(Stored data entries)
□ □ □ □

PR #1188, opened 2015-09-01
switch to golang 1.5

vieux:

### DIFF
--- a/.travis.yml
+++ b/.travis.yml
@@ -1,7 +1,7 @@
 language: go
 
 go:
-  - 1.4
+  - 1.5
 
 # let us have speedy Docker-based Travis workers
 sudo: false
--- a/Dockerfile
+++ b/Dockerfile
@@ -1,4 +1,4 @@
-FROM golang:1.4
+FROM golang:1.5
 
 COPY . /go/src/github.com/docker/swarm
 WORKDIR /go/src/github.com/docker/swarm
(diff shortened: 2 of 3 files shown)


chanwit:
You did it!!
LGTM

vieux:

aluzzardi:
I think there are other places.

travis?

aluzzardi:
And `test/integration/Dockerfile`

abronan:
LGTM we should be careful about the first failure on leadership tests though.. might happen again. Might be worth re-running the tests.

vieux:
ping @aluzzardi good catch, I added them.

jimmyxian:
@vieux Do we need update README.md? :)
> Beginning with Swarm 0.4 golang 1.4.x or later is required for building Swarm. Refer to the Go installation page to download and install the golang 1.4.x or later package.

vieux:
@jimmyxian good point

MHBauer:
Is go1.5 required? Should travis have a 1.5 build in addition to a 1.4.2 build? 

I am still unfamiliar with the go ecosystem, so I am not sure of the pros and cons. I come from a Java background where point releases are huge and happen with years between them.

This more of a question of curiosity rather than a suggestion.

vieux:
@MHBauer go 1.x will always be backward compatible, no breaking changes.
We decided not to test 1.4.2 because, at some point we might drop the 1.4.2 support if we use features that are only in 1.5

Performances and cross compilation are much better in 1.5

Generally, we update to the latest version of go as soon as it's stable.

vieux:
@jimmyxian I don't think we need to update the Readme yet, as 1.5 is not required, so 1.4.x or later is still valid.

abronan:
Ok merging then ;) we'll change the doc in another PR if required

jimmyxian:
@vieux OK

Issue #1189, opened 2015-09-02
Support volume API


bfirsh:
Engine 1.9 will have a new volumes API, which Swarm should probably support in some way. It is perhaps not practical to support local volumes, but it could be pretty interesting to support network storage with volume drivers.

https://github.com/docker/docker/pull/14242

/cc @cpuguy83 @lukemarsden

lukemarsden:
Hey @bfirsh - thanks for the ping! @vieux could we do a hangout to discuss what you have in mind for this, and how it can fit into the volume plugins model?

vieux:
@lukemarsden let's keep the discussion here, so it's open to everyone who wants to participate.

vieux:
What do you think of this naive approche to start with, we do the same thing as we do with images.

`GET /volumes`: we do kind of like images, we display volumes for all the machines, without duplication (like https://github.com/docker/swarm/pull/1166)
`GET /volumes/{name:.*}`: we forward to *a* node that has the volume and return the volume (like inspect for images)
`POST /volumes`: we do it on every node, like for pull
`DELETE /volumes/{name:.*}`: we do it on every node, like rmi

thaJeztah:
> POST /volumes: we do it on every node, like for pull
> DELETE /volumes/{name:.*}: we do it on every node, like rmi

One thing to take into account here is that reference counting is performed *per daemon*; What if a plugin offers centralized storage (I.e,, "volume A" on each node actually points to the *same* volume), and that volume is no longer referenced on a node? In that case, the daemon on *that* node will proceed, and remove/delete the volume, whereas it can still be referenced on *another* node.

I also raised this issue that may need some attention in this respect; https://github.com/docker/docker/issues/15997

myechuri:
```
 GET /volumes: we do kind of like images, we display volumes for all the machines, without duplication (like #1166)
GET /volumes/{name:.*}: we forward to a node that has the volume and return the volume (like inspect for images)
POST /volumes: we do it on every node, like for pull
DELETE /volumes/{name:.*}: we do it on every node, like rmi
```

This sounds like duplication of a lot of work done in Flocker. Instead of Swarm reimplementing volume driver's control service functionality, would it be more efficient to make these Swarm calls passthrough to volume driver's control service (like Flocker control service), since the volume driver has greater visibility into backend types (shared/DAS/etc)), therefore dealing with scenarios like @thaJeztah outlined correctly?

Thanks!

vieux:
[...]

PR #1196, opened 2015-09-04
add support for docker volume ls & inspect

vieux:
Related to #1189

Add support for `docker volume ls` & `docker volume inspect`

### DIFF
--- a/Godeps/Godeps.json
+++ b/Godeps/Godeps.json
@@ -104,7 +104,7 @@
 		},
 		{
 			"ImportPath": "github.com/samalba/dockerclient",
-			"Rev": "a87700686584dc383ddb7e2bfb042e0f7a8c371b"
+			"Rev": "77b723e2c0d07a21cc9483dc6108f95bd403b576"
 		},
 		{
 			"ImportPath": "github.com/samuel/go-zookeeper/zk",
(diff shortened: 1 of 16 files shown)


chanwit:
@vieux are you going to have `/volumes/json` similar to `/images/json` in this PR?

vieux:
@chanwit no because unfortunately, the engine didn't respect the same convention /cc @icecrime @cpuguy83

chanwit:
@vieux also does `volume ls` support `--filter`? 
it's going to be similar to `images` when we'd like to filter by a node name (and maybe in another PR).

/cc @icecrime @cpuguy83

cpuguy83:
@vieux We can have it follow the same convention, I think that makes sense.  @icecrime ?

vieux:
@cpuguy83 @icecrime as you want, I know the `/json` is ugly and not rest like (especially because we never did the `/xml`) but it would follow the same convention

vieux:
@chanwit I think you should open an issue on https://github.com/docker/docker to propose --filter on volume

vieux:
I think this one is good to merge as is as a 1st step /cc @abronan @chanwit @jimmyxian

abronan:
:+1: LGTM

chanwit:
LGTM

PR #2767, opened 2017-07-12
Remove OldContainerConfig struct

nishanttotla:
This was created to facilitate #1879 but it doesn't make sense to keep around anymore, after Docker versions 1.6/1.7 are long deprecated.


nishanttotla:
@thaJeztah it seems like API version in integration tests need to be updated. That explains why some of these tests are failing consistently.

PR #2771, opened 2017-07-18
Supports image load on hybrid cluster

simonferquel:
On hybrid clusters (with linux and windows nodes), `docker load` always fail because a linux node cannot load a windows image and vice-versa.

This fix the issue by parsing errors in the engine output, and ignoring OS mismatch errors

### DIFF
--- a/cluster/swarm/utils.go
+++ b/cluster/swarm/utils.go
@@ -1,6 +1,7 @@
 package swarm
 
 import (
+	"regexp"
 	"strings"
 )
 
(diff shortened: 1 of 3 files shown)


cluster/swarm/utils.go
```diff
@@ -33,3 +34,13 @@ func convertMapToKVStrings(values map[string]*string) []string {
 	}
 	return result
 }
+
+var imageEngineOSErrorPattern = regexp.MustCompile(`cannot load (.+) image on (.+)`)
```
nishanttotla: @simonferquel @wsong is this pattern too general for image loading? I'm not aware of load errors so we should be sure about this.

wsong: What do you mean too general? Are you worried that this will catch other errors besides the ones we care about?

nishanttotla: @wsong yes, that's what I'm worried about.

wsong: To the best of my knowledge, that error only occurs during image loads for operating system mismatches, but perhaps the engine folks would know more.

nishanttotla: Seems like this specific text comes only from OS mismatch errors: https://github.com/moby/moby/blob/master/image/tarexport/load.go#L428

This error could change and break this issue, but the engine error text is also somewhat ad-hoc, so this is probably the best we can do.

□ □ □ □

**What the exercise asks:** Your job is to give the data above again exactly, in full.

**Answer to this task:**
PR #1188, opened 2015-09-01
switch to golang 1.5

vieux:

### DIFF
--- a/.travis.yml
+++ b/.travis.yml
@@ -1,7 +1,7 @@
 language: go
 
 go:
-  - 1.4
+  - 1.5
 
 # let us have speedy Docker-based Travis workers
 sudo: false
--- a/Dockerfile
+++ b/Dockerfile
@@ -1,4 +1,4 @@
-FROM golang:1.4
+FROM golang:1.5
 
 COPY . /go/src/github.com/docker/swarm
 WORKDIR /go/src/github.com/docker/swarm
(diff shortened: 2 of 3 files shown)


chanwit:
You did it!!
LGTM

vieux:

aluzzardi:
I think there are other places.

travis?

aluzzardi:
And `test/integration/Dockerfile`

abronan:
LGTM we should be careful about the first failure on leadership tests though.. might happen again. Might be worth re-running the tests.

vieux:
ping @aluzzardi good catch, I added them.

jimmyxian:
@vieux Do we need update README.md? :)
> Beginning with Swarm 0.4 golang 1.4.x or later is required for building Swarm. Refer to the Go installation page to download and install the golang 1.4.x or later package.

vieux:
@jimmyxian good point

MHBauer:
Is go1.5 required? Should travis have a 1.5 build in addition to a 1.4.2 build? 

I am still unfamiliar with the go ecosystem, so I am not sure of the pros and cons. I come from a Java background where point releases are huge and happen with years between them.

This more of a question of curiosity rather than a suggestion.

vieux:
@MHBauer go 1.x will always be backward compatible, no breaking changes.
We decided not to test 1.4.2 because, at some point we might drop the 1.4.2 support if we use features that are only in 1.5

Performances and cross compilation are much better in 1.5

Generally, we update to the latest version of go as soon as it's stable.

vieux:
@jimmyxian I don't think we need to update the Readme yet, as 1.5 is not required, so 1.4.x or later is still valid.

abronan:
Ok merging then ;) we'll change the doc in another PR if required

jimmyxian:
@vieux OK

Issue #1189, opened 2015-09-02
Support volume API


bfirsh:
Engine 1.9 will have a new volumes API, which Swarm should probably support in some way. It is perhaps not practical to support local volumes, but it could be pretty interesting to support network storage with volume drivers.

https://github.com/docker/docker/pull/14242

/cc @cpuguy83 @lukemarsden

lukemarsden:
Hey @bfirsh - thanks for the ping! @vieux could we do a hangout to discuss what you have in mind for this, and how it can fit into the volume plugins model?

vieux:
@lukemarsden let's keep the discussion here, so it's open to everyone who wants to participate.

vieux:
What do you think of this naive approche to start with, we do the same thing as we do with images.

`GET /volumes`: we do kind of like images, we display volumes for all the machines, without duplication (like https://github.com/docker/swarm/pull/1166)
`GET /volumes/{name:.*}`: we forward to *a* node that has the volume and return the volume (like inspect for images)
`POST /volumes`: we do it on every node, like for pull
`DELETE /volumes/{name:.*}`: we do it on every node, like rmi

thaJeztah:
> POST /volumes: we do it on every node, like for pull
> DELETE /volumes/{name:.*}: we do it on every node, like rmi

One thing to take into account here is that reference counting is performed *per daemon*; What if a plugin offers centralized storage (I.e,, "volume A" on each node actually points to the *same* volume), and that volume is no longer referenced on a node? In that case, the daemon on *that* node will proceed, and remove/delete the volume, whereas it can still be referenced on *another* node.

I also raised this issue that may need some attention in this respect; https://github.com/docker/docker/issues/15997

myechuri:
```
 GET /volumes: we do kind of like images, we display volumes for all the machines, without duplication (like #1166)
GET /volumes/{name:.*}: we forward to a node that has the volume and return the volume (like inspect for images)
POST /volumes: we do it on every node, like for pull
DELETE /volumes/{name:.*}: we do it on every node, like rmi
```

This sounds like duplication of a lot of work done in Flocker. Instead of Swarm reimplementing volume driver's control service functionality, would it be more efficient to make these Swarm calls passthrough to volume driver's control service (like Flocker control service), since the volume driver has greater visibility into backend types (shared/DAS/etc)), therefore dealing with scenarios like @thaJeztah outlined correctly?

Thanks!

vieux:
[...]

PR #1196, opened 2015-09-04
add support for docker volume ls & inspect

vieux:
Related to #1189

Add support for `docker volume ls` & `docker volume inspect`

### DIFF
--- a/Godeps/Godeps.json
+++ b/Godeps/Godeps.json
@@ -104,7 +104,7 @@
 		},
 		{
 			"ImportPath": "github.com/samalba/dockerclient",
-			"Rev": "a87700686584dc383ddb7e2bfb042e0f7a8c371b"
+			"Rev": "77b723e2c0d07a21cc9483dc6108f95bd403b576"
 		},
 		{
 			"ImportPath": "github.com/samuel/go-zookeeper/zk",
(diff shortened: 1 of 16 files shown)


chanwit:
@vieux are you going to have `/volumes/json` similar to `/images/json` in this PR?

vieux:
@chanwit no because unfortunately, the engine didn't respect the same convention /cc @icecrime @cpuguy83

chanwit:
@vieux also does `volume ls` support `--filter`? 
it's going to be similar to `images` when we'd like to filter by a node name (and maybe in another PR).

/cc @icecrime @cpuguy83

cpuguy83:
@vieux We can have it follow the same convention, I think that makes sense.  @icecrime ?

vieux:
@cpuguy83 @icecrime as you want, I know the `/json` is ugly and not rest like (especially because we never did the `/xml`) but it would follow the same convention

vieux:
@chanwit I think you should open an issue on https://github.com/docker/docker to propose --filter on volume

vieux:
I think this one is good to merge as is as a 1st step /cc @abronan @chanwit @jimmyxian

abronan:
:+1: LGTM

chanwit:
LGTM

PR #2767, opened 2017-07-12
Remove OldContainerConfig struct

nishanttotla:
This was created to facilitate #1879 but it doesn't make sense to keep around anymore, after Docker versions 1.6/1.7 are long deprecated.


nishanttotla:
@thaJeztah it seems like API version in integration tests need to be updated. That explains why some of these tests are failing consistently.

PR #2771, opened 2017-07-18
Supports image load on hybrid cluster

simonferquel:
On hybrid clusters (with linux and windows nodes), `docker load` always fail because a linux node cannot load a windows image and vice-versa.

This fix the issue by parsing errors in the engine output, and ignoring OS mismatch errors

### DIFF
--- a/cluster/swarm/utils.go
+++ b/cluster/swarm/utils.go
@@ -1,6 +1,7 @@
 package swarm
 
 import (
+	"regexp"
 	"strings"
 )
 
(diff shortened: 1 of 3 files shown)


cluster/swarm/utils.go
```diff
@@ -33,3 +34,13 @@ func convertMapToKVStrings(values map[string]*string) []string {
 	}
 	return result
 }
+
+var imageEngineOSErrorPattern = regexp.MustCompile(`cannot load (.+) image on (.+)`)
```
nishanttotla: @simonferquel @wsong is this pattern too general for image loading? I'm not aware of load errors so we should be sure about this.

wsong: What do you mean too general? Are you worried that this will catch other errors besides the ones we care about?

nishanttotla: @wsong yes, that's what I'm worried about.

wsong: To the best of my knowledge, that error only occurs during image loads for operating system mismatches, but perhaps the engine folks would know more.

nishanttotla: Seems like this specific text comes only from OS mismatch errors: https://github.com/moby/moby/blob/master/image/tarexport/load.go#L428

This error could change and break this issue, but the engine error text is also somewhat ad-hoc, so this is probably the best we can do.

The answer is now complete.